A Boys Development DA Club in northern CA is charging players $1000 if they quit the club (with no intention to return to the club) to play HS soccer. Do you know if this is a normal practice among DA clubs?


----------



## espola (Nov 30, 2018)

MPSoccer said:


> A Boys Development DA Club in northern CA is charging players $1000 if they quit the club (with no intention to return to the club) to play HS soccer. Do you know if this is a normal practice among DA clubs?
> 
> View attachment 3506


Assholes.


----------



## timbuck (Nov 30, 2018)

Our soccer club is going to fine you for playing more soccer.  Because we only want you to play soccer the way we want to teach it to you.
I'd love for someone to quit that team and then call the local news to do a story on them being fined.


----------



## Kicknit22 (Nov 30, 2018)

beachbum said:


> Players registered with a Development DA Club
> will not be allowed to re-enter
> the program during the same season after participating in the high school
> season with their current or a different DA Club
> .


Was this “Rule” deleted? Is it not recognized any longer.  Did DA DOC’s complain too much about this? F’d up, if it’s no longer the rule.


----------



## espola (Nov 30, 2018)

MPSoccer said:


> A Boys Development DA Club in northern CA is charging players $1000 if they quit the club (with no intention to return to the club) to play HS soccer. Do you know if this is a normal practice among DA clubs?
> 
> View attachment 3506


Let me guess - this is one of those multi-page forms that you sign on registration night and most people never get around to reading.


----------



## Real Deal (Nov 30, 2018)

I


----------



## Real Deal (Dec 1, 2018)

Hey I got a "Dumb" from push_up!


----------



## Kicker4Life (Dec 1, 2018)

Real Deal said:


> Hey I got a "Dumb" from push_up!


It’s like an honor from a douche bag!


----------



## LASTMAN14 (Dec 3, 2018)

Real Deal said:


> Hey I got a "Dumb" from push_up!


Yup, they just go around hitting dumb on any poster they dislike. Content of a post means little to them.


----------



## End of the Line (Dec 4, 2018)

MPSoccer said:


> A Boys Development DA Club in northern CA is charging players $1000 if they quit the club (with no intention to return to the club) to play HS soccer. Do you know if this is a normal practice among DA clubs?
> 
> View attachment 3506


Which club does this?


----------



## Soccercritique (Jan 5, 2019)

Girls DA does allow kids to play HS soccer.  In the Bay Area, there are two clubs that have kids playing HS.  I don't think it was MANDATORY like the boys side...


----------



## espola (Jan 5, 2019)

Soccercritique said:


> Girls DA does allow kids to play HS soccer.  In the Bay Area, there are two clubs that have kids playing HS.  I don't think it was MANDATORY like the boys side...
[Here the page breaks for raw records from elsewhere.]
PR #712, opened 2018-08-21
Add dump & restore to holders & simulations.

### LINKED ISSUE #661: Provide a way to dump to/restore fom disk the state of a simulation
Hi there!

### Here is what I want to do:

I would like to save the state of a simulation  to be able to restart from that exact point several times.
I should thus be able to dump it and reload it.
I think that a good starting point could be the work done by @fpagnoux to allow out-of-memory computations with variables saved on disk.

## Context

I identify more as a:

I want to build simulation on huge data and save time at initialisation by always loading the same initial state.
I want to be able to save individual states to run multiple reforms on them.

eraviart:
#### New features

- Add dump & restore to holders & simulations (fix #661).

-------------------

EDIT (@fpagnoux)

Dump:

```py
from openfisca_core.tools.simulation_dumper import  dump_simulation, 
dump_simulation(simulation, '/path/to/directory')
```

Restore:

```py
from openfisca_core.tools.simulation_dumper import restore_simulation
simulation_2 = restore_simulation('/path/to/directory', tax_benefit_system)
```

### DIFF
--- a/tests/core/test_dump_restore.py
+++ b/tests/core/test_dump_restore.py
@@ -1,141 +1,43 @@
 # -*- coding: utf-8 -*-
 
-
 from __future__ import unicode_literals, print_function, division, absolute_import
 
 import shutil
 import tempfile
 
-import numpy as np
+from numpy.testing import assert_array_equal
 
-from openfisca_core.variables import Variable
-from openfisca_core.periods import MONTH
-from openfisca_country_template import CountryTaxBenefitSystem
-from openfisca_country_template.entities import Person
+from openfisca_core.simulations import Simulation
+from openfisca_country_template.situation_examples import couple
+from openfisca_core.tools.simulation_dumper import dump_simulation, restore_simulation
 
-
-class input(Variable):
-    value_type = int
-    entity = Person
-    label = "Input variable"
-    definition_period = MONTH
+from .test_countries import tax_benefit_system
 
 
-class intermediate(Variable):
-    value_type = int
-    entity = Person
-    label = "Intermediate value"
-    definition_period = MONTH
+def test_dump():
+    directory = tempfile.mkdtemp(prefix = "openfisca_")
+    simulation = Simulation(tax_benefit_system = tax_benefit_system, simulation_json = couple)
+    calculated_value = simulation.calculate('disposable_income', '2018-01')
+    dump_simulation(simulation, directory)
 
-    def formula(person, period):
-        return person('input', period)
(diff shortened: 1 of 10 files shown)


benjello:
@fpagnoux : I took the liberty to ask you to review this PR.
@eraviart coded this during a session at IPP.
We need your input before we go forward and we add higher level methods to `SurveyScenario`.

fpagnoux:
Thanks for the PR @eraviart!

A few general questions @benjello before looking more into details:

- With this implem, after we restore the simulation, nothing is loaded in memory and everything is kept on disk. Is that on purpose? This could significantly slow down calculations after restoring. 
- Entities compositions and roles are not stored, is that an issue?

benjello:
@fpagnoux : I knew that your input would be valuable !

- You first point is a very good one. For performance issue we may want that  the variables are kept in RAM when read.
- The second point is another good one, we definitively want to keep those if we want to compute more  variables involving several entities after restoring. I completely forgot that when explaing the problem to @eraviart.

fpagnoux:
Ok, I will try adjust the implem to take these two points into account :)

fpagnoux:
Tested on France calculating `revenu_disponible` for 40000 persons, dumping and restoring takes a reasonable time (<10s)

Mahdi, do you want to try the branch sees if it works for you, or should we go ahead and ask for a review?

benjello:
Thanks @fpagnoux !

Do you confirm that when restoring a simulation, the variables are kept back in RAM/disk according to the new `memroy_config` only when recalled and not restored at once ? 

I think we should ask for a review so I can go on and propagate to downstream packages. 
I could definitively come back and ask for a few changes if needed by a use case.

tests/core/test_dump_restore.py
```diff
@@ -1,141 +1,43 @@
...
-    shutil.rmtree(data_storage_dir)
+from numpy.testing import assert_array_equal
 
+from openfisca_core.simulations import Simulation
+from openfisca_country_template.situation_examples import couple
+from openfisca_core.tools.simulation_dumper import dump_simulation, restore_simulation
 
-def test_dump_restore_different_simulations_different_variables():
-    data_storage_dir = tempfile.mkdtemp(prefix = "openfisca_")
+from .test_countries import tax_benefit_system
```
sandcha: Use absolute import?

fpagnoux: We can't use absolute imports as the `tests` are not packaged in `openfisca_core`.

benjello:
Looks good to merge then @fpagnoux !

Boys DA worked around high school for the first year or two.


----------



## Speed (Jan 6, 2019)

Soccercritique said:


> Girls DA does allow kids to play HS soccer.  In the Bay Area, there are two clubs that have kids playing HS.  I don't think it was MANDATORY like the boys side...


I think in So Cal DA not allowed to play HS? friends daughter wanted to play and thought of leaving DA but decided to stay and dad said she's not allowed to play due to DA rules


----------



## Kicknit22 (Jan 6, 2019)

Not sure if it’s a DA rule change or Club DOC driven, but HS is not allowed for my kiddo.


----------